Bowdoin Rugby Football Club is the men's rugby club of Bowdoin College, founded in 1969 with a combination of students from Bowdoin and men from Portland, Maine. The BRFC shares its origins with the Portland Rugby Club, making it one of the oldest rugby teams in the state of Maine. It is one of the largest non-varsity sports teams at Bowdoin.

History
In 1969, an undergrad named John Philipsborn was kicked off the lacrosse team and with the encouragement of the Bowdoin College President Roger Howell, cobbled together a small group of students and men from Portland, Maine, to learn about a sport that at the time was very foreign to most people at Bowdoin. This group informally existed for a couple years—the first match was against Brown (lost)—but they did beat Dartmouth during the first season.  After a few seasons, the Portland players split off to form the Portland Rugby Club. Jes Staley, a known Jeffrey Epstein associate , was one of the initial members of the team .

By the mid 1970s, rugby at Bowdoin had fizzled out when a student named Tom Gimbel ('76) started it anew. Tom recruited a group of players that formed the organization that we have today. Tom recruited Bowdoin alumni such as Geoff Rusack, Peter Bernard and Jes Staley, a known Jeffrey Epstein associate.

During the mid-seventies era, and the club's knowledge of rugby was sustained by visiting professors and exchange students.  Traditions were developed and passed down from class to class by upper classmen.

In the early 1980s, a visiting professor math professor named Rob Curtis helped the team for a few seasons under the leadership of Chris Messerly and Neil Moses.

Women's rugby began in the early 1980s—encouragement and coaching provided by Bowdoin rugger David Weir.

In the mid-1980s, a local Maine resident named Brad Osborn informally helped coach the club.  In 1985, a (well deserved) suspension rocked the team and Andy Palmer ‘88 and other players recruited Rick Scala to start coaching and providing supervision per the request of then Bowdoin Athletic Director Sid Watson—Scala's first season was the fall of 1986.

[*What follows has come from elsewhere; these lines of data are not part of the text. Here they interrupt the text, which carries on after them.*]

Issue #561, opened 2019-06-03
Invalid secret value "$(xxx)"


benjaminhuo:
When I test the mnist example, I got below errors when I apply the yaml generated by "kustomize build .":

```shell
tf-operator  Error creating: Pod "mnist-train-dist-worker-0" is invalid: 

[spec.containers[0].env[11].valueFrom.secretKeyRef.name: Invalid value: "$(awsSecretName)":

 a DNS-1123 subdomain must consist of lower case alphanumeric characters, '-' or '.', and must start and end with an alphanumeric character (e.g. 'example.com', regex used for validation is '[a-z0-9]([-a-z0-9]*[a-z0-9])?(\.[a-z0-9]([-a-z0-9]*[a-z0-9])?)*'), 

spec.containers[0].env[11].valueFrom.secretKeyRef.key: Invalid value: "$(awsAccessKeyIDName)": 

a valid config key must consist of alphanumeric characters, '-', '_' or '.' (e.g. 'key.name',  or 'KEY_NAME',  or 'key-name', regex used for validation is '[-._a-zA-Z0-9]+')
```

And the error disappears after I replace the $() with the actual value.

The yaml generated is attached

[kf-mnist.yaml.zip](https://github.com/kubeflow/examples/files/3246789/kf-mnist.yaml.zip)

jinchihe:
@benjaminhuo Thanks for trying the case for S3. Seems this is a bug, I'm going to fix the issue.

jinchihe:
@benjaminhuo Created a PR to fix the issue, you can apply the patch and retry again. Thanks.

benjaminhuo:
@jinchihe thanks for the quick response 👍, I'll apply the patch and try again

PR #566, opened 2019-06-05
fix issue for s3 case in mnist example

jinchihe:
fixes: #561

---
This change is [Reviewable](https://reviewable.io/reviews/kubeflow/examples/566)


jinchihe:
The `kubeflow-examples-presubmit` failed due to the issue #567 which has been fixed in PR #568 , thanks.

In 1991, the mighty Bowdoin team defeated Middlebury College to win the NESCAC championship.

Bowdoin Ruggers have been selected to represent the New England Rugby Union, the Northeast Rugby Union  as well as the All-American Rugby Team.  The team is known for its strengths on the field as well as off.

The Bowdoin Men's Rugby Club won the John Hayes Award in 2007. The John Hayes Award is given annually to one team in the New England Rugby Football Union for sportsmanship.

Hazing Incidents 
In September 2012, four Bowdoin students were treated for alcohol poisoning at a local hospital. The transports stemmed from an off-campus gathering and a College House party, both of which were associated with the Men’s Rugby Team. The Office of Student Affairs determined that the men’s rugby team violated Bowdoin’s alcohol and hazing policies in light of events at an off-campus house and at the annual Epicuria party.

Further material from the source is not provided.